Fused AdamW fallback: override with optim.type=adamw optim.fused=auto if Muon is unavailable or if you want to compare against the AdamW ablation in reports/ablations.md.
Surprise gating: set model.surprise_threshold=<float> to gate all inner updates on the average teach-signal norm (mirrors the paper’s “surprise” trigger). Evaluation CLIs expose --memorize-surprise-threshold for ad-hoc gating.

All Hydra knobs can be overridden from the CLI or composed via config groups (configs/hope/*.yaml). Use these flags in tandem with scripts/run_e2e_smoke.sh (automation) or scripts/run_cpu_ddp_smoke.sh (CPU-only determinism check) to validate releases quickly.

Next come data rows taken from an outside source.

PR #892, opened 2025-04-03
Refactor Snapshot and Generated Image Handling

spirali:
# Refactor Snapshot and Generated Image Handling

This pull request changes how snapshots and currently generated images are handled in tests.

1. It moves `smoke_snapshots` to `snapshots/smoke` and original `snapshots` to `snapshots/lfs`.

2. Instead of generating images into the same directory as snapshots, it generates images into a separate directory `current`.

3. In comparison tests, it generates CPU/GPU tests in separate directories.

## Example (Snapshot Tests)

Original layout:

* `smoke_snapshots/xxx.png` (reference)
* `smoke_snapshots/xxx.cpu.png` (CPU generated)
* `smoke_snapshots/xxx.gpu.png` (GPU generated)

New layout:

* `snapshots/smoke/xxx.png` (reference)
* `current/cpu/smoke/xxx.png` (CPU generated)
* `current/gpu/smoke/xxx.png` (GPU generated)

## Example (Comparison Tests)

Original layout:

* `comparison/xxx.cpu.png`
* `comparison/xxx.gpu.png`

New layout:

* `comparison/cpu/xxx.png`
* `comparison/gpu/xxx.png`

## Why?

The important property of this change is that files to be compared have the same filenames in the same nested directory structure. This allows for simple directory-to-directory comparisons for all tests at once. For example, `current/cpu` vs `snapshots`, or `comparison/cpu` vs `comparison/gpu`.

This is a preparatory step for full Kompari integration. However, this layout allows immediate use of `kompari-cli` to generate diff reports.

Note: This PR lefts `debug_outputs` as it is.


DJMcNab:
I'll review on Monday. Just a passing thought that the main we thing we need to be sure of is that a `oversized.png` never ends up in the `snapshots` directory.

DJMcNab (approved):
This looks good, except for the one thing about oversized images. However, two things are in our favour there:
1) The test will never succeed if it generates an oversized file.
2) The snapshot sizes are still checked on CI

I think the quickest course of action to resolve is to just re-add `*.oversized.png` to the `snapshots/gitignore`.

DJMcNab (approved):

Documentation & References

docs/guide.md – full onboarding (setup → data → training → eval).
docs/release_plan.md – release readiness checklist.
docs/data_pipeline.md – large-scale sharding/tokenizer workflow.
docs/scaling_guidance.md – roadmap for expanding data + compute footprints.
docs/stage1_plan.md, docs/stage2_plan.md – architecture + experiment roadmaps.
docs/stage2_progress.md – latest dual-GPU training/eval status and commands.
docs/experiments_report.md – draft paper covering completed experiments.
docs/stability_journal.md – chronological notes on NaN fixes & teach-scale tuning.
docs/future_directions.md – prioritized roadmap after the initial release.
reports/stage2_smoke.md – exact commands/artifacts for the release-ready smoke workflow.
docs/FSDP_SCALING_GUIDE.md – dual-RTX 6000 Ada instructions for the mid/target FSDP configs.
google_papers/ – PDFs/markdown of Nested Learning & TITAN papers.
CHANGELOG.md – user-facing changes per release.

Contributing

Run formatting/tests (uv run ruff check ., uv run pytest).
Document new configs or scripts in docs/guide.md and update CHANGELOG.md.
Open a PR referencing the relevant NL/TITAN spec sections or planner transcript snippets.